This loop excludes the possibility of taking all remaining elements as a single group when groups_left > 1. The loop should actually go up to and include array_length:

# CORRECT - considers all valid partitions
for end_idx in range(start_idx + 1, array_length + 1):
    # ... calculate average and recurse

Why this matters: Without this fix, you miss valid partitions where the current group extends to the end of the array, potentially missing the optimal solution.

2. Integer Division Instead of Float Division

In Python 2 or when using floor division, you might accidentally use integer division:

# INCORRECT - loses precision
current_average = (prefix_sum[end_idx] - prefix_sum[start_idx]) // (end_idx - start_idx)

Always ensure you're using float division:

# CORRECT - maintains precision
current_average = (prefix_sum[end_idx] - prefix_sum[start_idx]) / (end_idx - start_idx)

3. Incorrect Prefix Sum Indexing

A common mistake is misunderstanding how prefix sums work:

# INCORRECT - wrong sum calculation
current_sum = prefix_sum[end_idx - 1] - prefix_sum[start_idx]

The correct indexing for getting sum from index i to j-1 is:

# CORRECT - proper prefix sum usage
current_sum = prefix_sum[j] - prefix_sum[i]

4. Missing Edge Case: k ≥ n

When k is greater than or equal to the array length, the optimal solution is to put each element in its own group (maximizing the sum since each element becomes its own average).

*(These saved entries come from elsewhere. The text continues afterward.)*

PR #2908, opened 2022-09-26
feat(dev): "Show Global State"

justinmk3:
## Problem

Toolkit developers, and customers who are troubleshooting, need a way to see the various global state that Toolkit depends on.

## Solution

Introduce `Show Global State` item in the "AWS (Developer)" menu. Currently only shows env vars, but can be expanded later.

## License

### DIFF
--- a/package.json
+++ b/package.json
@@ -1060,7 +1060,7 @@
                 },
                 {
                     "command": "aws.dev.openMenu",
-                    "when": "aws.isDevMode"
+                    "when": "aws.isDevMode || isCloud9"
                 }
             ],
             "editor/title": [
--- a/src/dev/activation.ts
+++ b/src/dev/activation.ts
@@ -21,10 +21,10 @@ interface MenuOption {
 }
 
 /**
- * Currently contains all known developer tools.
+ * Defines AWS Toolkit developer tools.
  *
  * Options are displayed as quick-pick items. The {@link MenuOption.executor} callback is ran
- * if the user selects an option. There is no support for name-spacing. Just add the relevant
+ * on selection. There is no support for name-spacing. Just add the relevant
  * feature/module as a description so it can be moved around easier.
  */
 const menuOptions: Record<string, MenuOption> = {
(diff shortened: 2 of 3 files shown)


package.json
```diff
@@ -1060,7 +1060,7 @@
                 },
                 {
                     "command": "aws.dev.openMenu",
-                    "when": "aws.isDevMode"
+                    "when": "aws.isDevMode || isCloud9"
```
jpinkney-aws, line 1063: Is this just to make customers lives easier?

src/dev/activation.ts
```diff
@@ -228,4 +247,13 @@ async function openStorageFromInput() {
     }
 }
 
+async function showGlobalState() {
+    // const document = await vscode.workspace.openTextDocument('untitled:')
```
jpinkney-aws, line 251: Do we still need these commented things?

jpinkney-aws (approved):
This will be super nice to help diagnose more issues. I wonder if we should also print things like ssh version, aws cli version (and any other cli versions we have) in here as well?

src/dev/activation.ts
```diff
@@ -34,6 +34,24 @@ const menuOptions: Record<string, MenuOption> = {
...
+    },
+}
+
+export class GlobalStateDocumentProvider implements vscode.TextDocumentContentProvider {
+    provideTextDocumentContent(uri: vscode.Uri): string {
+        let s = 'Environment variables known to AWS Toolkit:\n'
+        for (const k of Object.keys(process.env)) {
+            const v = process.env[k]
+            s += `${k}=${v}\n`
+        }
```
JadenSimon, line 51:
```suggestion
        for (const [k, v] of Object.entries(process.env)) {
            s += `${k}=${v}\n`
        }
```

src/dev/activation.ts
```diff
@@ -228,4 +247,13 @@ async function openStorageFromInput() {
     }
 }
 
+async function showGlobalState() {
+    // const document = await vscode.workspace.openTextDocument('untitled:')
+    const uri = vscode.Uri.parse('aws-dev2:global-state')
+    const doc = await vscode.workspace.openTextDocument(uri)
+    // const withLanguage = await vscode.languages.setTextDocumentLanguage(document, 'json')
+    // const editor = await vscode.window.showTextDocument(withLanguage)
```
JadenSimon, line 255:
```suggestion
```

src/dev/activation.ts
JadenSimon, line 251:
```suggestion
```

JadenSimon (approved):

package.json
justinmk3: yes

justinmk3:
>  I wonder if we should also print things like ssh version, aws cli version (and any other cli versions we have) in here as well?

Sure. Those can/should also go in the "About" dialog.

Not handling this can lead to unnecessary computation:

# OPTIMIZATION - handle special case
if k >= len(nums):
    return sum(nums)  # Each element in its own group

Complete Corrected Solution:

class Solution:
    def largestSumOfAverages(self, nums: List[int], k: int) -> float:
        from functools import cache
        from itertools import accumulate
      
        n = len(nums)
      
        # Edge case optimization
        if k >= n:
            return float(sum(nums))
      
        prefix_sum = list(accumulate(nums, initial=0))
      
        @cache
        def dp(i: int, k: int) -> float:
            if i == n:
                return 0
          
            if k == 1:
                return (prefix_sum[n] - prefix_sum[i]) / (n - i)
          
            max_score = 0
            # CRITICAL FIX: range should go to n+1, not n
            for j in range(i + 1, n + 1):
                avg = (prefix_sum[j] - prefix_sum[i]) / (j - i)
                remaining = dp(j, k - 1)
                max_score = max(max_score, avg + remaining)
          
            return max_score
      
        return dp(0, k)